O cyberbullying é a agressão por meios virtuais, como
redes sociais, muito comum na vida dos adolescentes. A revista em quadrinhos
“Segredos do Meta – a verdade por trás das redes”, traz à tona os perigos
decorrentes da prática a fim de conscientizá-los sobre os limites entre uma
brincadeira e o cyberbullying, além de alertá-los sobre segurança
na internet.
No projeto do Lapiv, estudantes de enfermagem e medicina, coordenados
por profissionais da universidade, realizaram atividades com alunos de escolas
públicas, a partir de 11 anos, sobre o problema. O projeto surgiu em 2013, por
iniciativa da médica psiquiatra da Unifesp Sara Bottino, quando teve
conhecimento do número de suicídios e tentativas de suicídio que estavam
associadas a fenômenos de agressão nas redes sociais. Entre as atividades do
projeto, há rodas de conversa sobre as vantagens e desvantagens do uso das
redes sociais e dicas de como os estudantes podem se proteger na rede.

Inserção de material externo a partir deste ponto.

Issue #567, opened 2019-11-30
core: Add timestamp to GetOrders snapshot of when snapshot taken


fabioberger:
Currently we don't indicate to the caller at what point in time the DB snapshot was taken at which they are able to fetch all orders stored by the Mesh node.

### Implementation

- Add a `snapshotTimestamp` field to the `GetOrders` response as well as a `createdAt` field to the `Snapshot` struct.

fabioberger:
Addressed in #591

PR #591, opened 2019-12-13
rpc,core: Add timestamp to GetOrders snapshots

fabioberger:
Fixes: https://github.com/0xProject/0x-mesh/issues/567

### DIFF
--- a/cmd/mesh/rpc_handler.go
+++ b/cmd/mesh/rpc_handler.go
@@ -85,6 +85,9 @@ func (handler *rpcHandler) GetOrders(page, perPage int, snapshotID string) (resu
 		if _, ok := err.(core.ErrSnapshotNotFound); ok {
 			return nil, err
 		}
+		if _, ok := err.(core.ErrPerPageZero); ok {
+			return nil, err
+		}
 		// We don't want to leak internal error details to the RPC client.
 		log.WithField("error", err.Error()).Error("internal error in AddOrders RPC call")
 		return nil, constants.ErrInternal
--- a/core/core.go
+++ b/core/core.go
@@ -598,12 +598,23 @@ func (e ErrSnapshotNotFound) Error() string {
 	return fmt.Sprintf("No snapshot found with id: %s. To create a new snapshot, send a request with an empty snapshotID", e.id)
 }
 
+// ErrPerPageZero is the error returned when a GetOrders request specifies perPage to 0
+type ErrPerPageZero struct{}
+
+func (e ErrPerPageZero) Error() string {
+	return "perPage cannot be zero"
+}
+
 // GetOrders retrieves paginated orders from the Mesh DB at a specific snapshot in time. Passing an empty
 // string as `snapshotID` creates a new snapshot and returns the first set of results. To fetch all orders,
 // continue to make requests supplying the `snapshotID` returned from the first request. After 1 minute of not
 // received further requests referencing a specific snapshot, the snapshot expires and can no longer be used.
 func (app *App) GetOrders(page, perPage int, snapshotID string) (*rpc.GetOrdersResponse, error) {
 	<-app.started
+
+	if perPage <= 0 {
+		return nil, ErrPerPageZero{}
+	}
 
 	ordersInfos := []*rpc.OrderInfo{}
 	var snapshot *db.Snapshot
@@ -646,14 +657,6 @@ func (app *App) GetOrders(page, perPage int, snapshotID string) (*rpc.GetOrdersR
 			ExpirationTimestamp: expirationTimestamp,
 		}
 		app.muIdToSnapshotInfo.Unlock()
-	}
-
-	if perPage <= 0 {
-		return &rpc.GetOrdersResponse{
-			SnapshotID:        snapshotID,
-			SnapshotTimestamp: createdAt,
-			OrdersInfos:       ordersInfos,
-		}, nil
 	}
 
 	notRemovedFilter := app.db.Orders.IsRemovedIndex.ValueFilter([]byte{0})
--- a/core/core.go
+++ b/core/core.go
@@ -141,6 +141,7 @@ type Config struct {
 
 type snapshotInfo struct {
 	Snapshot            *db.Snapshot
+	CreatedAt           time.Time
 	ExpirationTimestamp time.Time
 }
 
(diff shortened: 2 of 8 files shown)


core/core.go
```diff
@@ -597,22 +598,27 @@ func (e ErrSnapshotNotFound) Error() string {
 	return fmt.Sprintf("No snapshot found with id: %s. To create a new snapshot, send a request with an empty snapshotID", e.id)
 }
 
+// ErrPerPageZero is the error returned when a GetOrders request specifies perPage to 0
+type ErrPerPageZero struct{}
+
+func (e ErrPerPageZero) Error() string {
```
albrow: I don't think we need a special type for this error. In general, you only need to use typed errors for cases where the caller might be expected to programmatically react to the error. In other words: "If the function returns this error, I need to do this, but if it returns a different error I need to do that." I can't imagine that being the case here.

If you _do_ want to still use a specific named error, this should just be a variable. Error types should be used when you need to include additional information about the error, e.g., in struct fields. Otherwise, you can just use a variable. See [this guide on naming errors](https://github.com/golang/go/wiki/Errors#naming). I would also suggest tweaking the language a bit since it is also returned when `perPage` is less than zero.

```
var ErrInvalidPerPage = errors.New("perPage cannot be zero or less")
```

Though again, IMO it makes more sense to just return `errors.New("perPage cannot be zero or less")` inside the function instead of declaring this ahead of time.

rpc/client_server_test.go
```diff
@@ -218,6 +220,7 @@ func TestGetOrdersSuccess(t *testing.T) {
 	assert.Len(t, getOrdersResponse.OrdersInfos, 1)
 
 	assert.Equal(t, returnedSnapshotID, getOrdersResponse.SnapshotID, "SnapshotID did not match")
+	assert.Equal(t, expectedSnapshotTimestamp, getOrdersResponse.SnapshotTimestamp, "SnapshotTimestamp did not match")
```
albrow: If you get unlucky with the timing of this test, the timestamp in the response can be one second after `expectedSnapshotTimestamp`, which would cause the test to fail. Can we use [`assert.WithinDuration`](https://godoc.org/github.com/stretchr/testify/assert#WithinDuration) to account for this?

rpc/clients/typescript/src/ws_client.ts
```diff
@@ -278,17 +279,19 @@ export class WSClient {
      * @param perPage number of signedOrders to fetch per paginated request
      * @returns all orders, their hash and their fillableTakerAssetAmount
      */
-    public async getOrdersAsync(perPage: number = 200): Promise<OrderInfo[]> {
+    public async getOrdersAsync(perPage: number = 200): Promise<GetOrdersResponse> {
```
albrow: This is a breaking change so we need to bump the next release number up a major version.

rpc/clients/typescript/src/ws_client.ts
```diff
@@ -278,17 +279,19 @@ export class WSClient {
...
         let page = 0;
-        const getOrdersResponse: GetOrdersResponse = await this._wsProvider.send('mesh_getOrders', [
+        const rawGetOrdersResponse: RawGetOrdersResponse = await this._wsProvider.send('mesh_getOrders', [
             page,
             perPage,
             snapshotID,
         ]);
-        snapshotID = getOrdersResponse.snapshotID;
-        let ordersInfos = getOrdersResponse.ordersInfos;
+        snapshotID = rawGetOrdersResponse.snapshotID;
```
albrow: Can we move this conversion to a helper function/method? The type conversions in this file (and in the __browser/__ code) are one of the things we need to improve test coverage for and this would make it easier to test. The previous code didn't really do any conversion.

rpc/clients/typescript/test/ws_client_test.ts
```diff
@@ -84,7 +84,8 @@ describe('WSClient', () => {
 
             const client = new WSClient(`ws://localhost:${SERVER_PORT}`);
             const perPage = 1;
-            const orderInfos = await client.getOrdersAsync(perPage);
+            const getOrdersResponse = await client.getOrdersAsync(perPage);
+            const orderInfos = getOrdersResponse.ordersInfos;
```
albrow: Can you add `expect` statements here for the timestamp and snapshot ID?

core/core.go
fabioberger: We do programmatically react to this error. See line 88 in `rpc_handler.go`

rpc/clients/typescript/test/ws_client_test.ts
```diff
@@ -84,7 +84,8 @@ describe('WSClient', () => {
 
             const client = new WSClient(`ws://localhost:${SERVER_PORT}`);
             const perPage = 1;
-            const orderInfos = await client.getOrdersAsync(perPage);
+            const getOrdersResponse = await client.getOrdersAsync(perPage);
```
jalextowle: Optional: Nit: Since the only part of `getOrdersResponse` that is used in this test is `ordersInfo`, you could also use object destructuring here.

```
const { ordersInfo } = await client.getOrdersAsync(perPage);
```

fabioberger: We care about all three here now.

cmd/mesh/rpc_handler.go
```diff
@@ -85,6 +85,9 @@ func (handler *rpcHandler) GetOrders(page, perPage int, snapshotID string) (resu
 		if _, ok := err.(core.ErrSnapshotNotFound); ok {
 			return nil, err
 		}
+		if _, ok := err.(core.ErrPerPageZero); ok {
```
fabioberger: @albrow we use this error programmatically here

core/core.go
albrow: Ah sorry I missed that. Makes sense to me.

rpc/clients/typescript/src/types.ts
```diff
@@ -396,11 +396,18 @@ export interface ValidationResults {
...
 }
 
-export interface GetOrdersResponse {
+export interface RawGetOrdersResponse {
     snapshotID: string;
+    snapshotTimestamp: string;
     ordersInfos: RawAcceptedOrderInfo[];
 }
 
+export interface GetOrdersResponse {
```
albrow: Let's document this new exported interface, especially the fact that `snapshotTimestamp` is seconds since the Unix Epoch in UTC.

“Percebemos que os adolescentes usam as redes sociais e eles não têm
nenhum mecanismo de controle sobre o que eles postam, sobre as pessoas com as
quais eles compartilham notícias pessoais e, às vezes, até informações sobre
endereço e sobre o que fazem. Então temos um roteiro de discussão que começa a
partir daí”, disse Sara.
Nas conversas, os estudantes também são levados a refletir sobre os
riscos de uma aparente brincadeira entre colegas virar um problema grave. “Às
vezes, eles começam com uma brincadeira na rede, que eles chamam de 'zoação', e
muitas vezes não sabem o impacto que isso tem para quem está sendo 'zoado'. O
limite entre o que é uma brincadeira e como esta pode ser vivenciada pela
vítima pode ser muito diferente”, explicou.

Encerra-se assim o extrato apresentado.